Think chestnuts are a bushy kinda tree but I don't have any real experience with them. But it's somthing for you to look at. Think they grow about everywhere but don't know where I get that idea from.


----------



## *Andi (Nov 8, 2009)

I second the chestnuts ... great tree. 

Also come fall (while you are waiting for yours to grow a little) put a note on the board at the farm stores (or ask around) that you will pick up nuts on a split/share. I have my own walnuts but each year get calls from people to help with the ones they have.


----------



## kejmack (May 17, 2011)

jsriley5 said:


> Think chestnuts are a bushy kinda tree but I don't have any real experience with them. But it's somthing for you to look at. Think they grow about everywhere but don't know where I get that idea from.


Chestnuts are a *huge* tree. American Chestnuts were a major industry before the blight took them. There are hybrid trees available today. Chestnut wood is naturally insect resistant and was favored among pioneers for building cabins.
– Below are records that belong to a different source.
Issue #74, opened 2016-06-07
Populate factory girl mock categories with image icons


jjfreund:

jfhamlin:
Instead of storing the icon filenames in the database, can the clients map category names to icon names by convention? It looks like `'ic-' + category.name.toLower().replace(' ', '-') + '@3x.png'` would work. And if it doesn't we can rename them so it does or use some other mapping. The files are in the web app anyway, so I don't think we gain much by returning icon names from the API.

PR #109, opened 2016-08-15
Search for resources doesn't order results by distance #74

lelandg559:
Need some help with this, I can add this so that it does the sorting but I’m having trouble with that syntax of keeping the distinctness in the query,

I believe this would be done with a subquery but I’m not sure of the syntax.

### DIFF
--- a/app/services/resources/search.rb
+++ b/app/services/resources/search.rb
@@ -22,14 +22,18 @@ module Resources
       end
     end.flatten.join('||').freeze
 
-    def self.perform(query, scope: Resource)
+    def self.perform(query, sort, scope: Resource)
+      sort = 'resources.name' unless sort
+
       scope
         .joins('LEFT JOIN services ON services.resource_id = resources.id')
         .joins('LEFT JOIN notes ON notes.resource_id = resources.id')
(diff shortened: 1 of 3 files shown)


app/services/resources/search.rb
```diff
@@ -22,14 +22,15 @@ class Search
...
+    def self.perform(query, scope: Resource, sort: sort_order)
       scope
         .joins('LEFT JOIN services ON services.resource_id = resources.id')
         .joins('LEFT JOIN notes ON notes.resource_id = resources.id')
         .joins('LEFT JOIN categories_resources ON categories_resources.resource_id = resources.id')
         .joins('LEFT JOIN categories ON categories.id = categories_resources.category_id')
+        .joins('LEFT JOIN addresses ON addresses.resource_id = resources.id')
         .where("#{CLAUSE} @@ plainto_tsquery('#{SEARCH_CONFIG}', ?)", query)
-        .distinct
+        .order(sort)
```
lelandg559: Need to keep the distinctness here but having both on the same query results in 
ActiveRecord::StatementInvalid (PG::InvalidColumnReference: ERROR:  for SELECT DISTINCT, ORDER BY expressions must appear in select list

Need to do this as a subquery I believe?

Pecans and oaks grow all over Texas. You don't have to plant them. They show up like weeds. I have the fattest squirrels in my yard that you have ever seen.


----------



## PrepN4Good (Dec 23, 2011)

goshengirl said:


> My understanding about hazelnuts is that they are fast growers, and you can make them more shrubby than tree-like. We have six that we bought last year as little bitty sticks, and they did grow quite a bit in one season. When they'll start producing, I have no idea. Planting more hazelnuts is on the agenda for this year, as well. This is the cheapest I've been able to find them: http://www.coldstreamfarm.net/p-124-american-hazelnut-corylus-americana.aspx (I've ordered from this company before and been happy with the trees)


Thanks, GG...that's what I thought too, I'm going to check out the site you mention. 

Can you believe, a friend of mine had a giant pecan tree that she had CUT DOWN last year, b/c she was afraid it would fall on her house one day? She always complained about the nuts all over her lawn that no one would pick up except the squirrels... :gaah:


----------



## goshengirl (Dec 18, 2010)

PrepN4Good said:


> Thanks, GG...that's what I thought too, I'm going to check out the site you mention.
> 
> Can you believe, a friend of mine had a giant pecan tree that she had CUT DOWN last year, b/c she was afraid it would fall on her house one day? She always complained about the nuts all over her lawn that no one would pick up except the squirrels... :gaah:


Good grief! I would have joined those squirrels! I like Andi's suggestion - think I'll tack a note on the board at the grocery store in town. (Well, I have to remember to do it at the right time, lol.)


----------



## *Andi (Nov 8, 2009)

goshengirl said:


> Good grief! I would have joined those squirrels! I like Andi's suggestion - think I'll tack a note on the board at the grocery store in town. (Well, I have to remember to do it at the right time, lol.)


This works for fruit trees also. I know a few folks that get apples and cherries on a share. It never hurts to stop an ask, when you see fruit of the ground.

Best of luck.


----------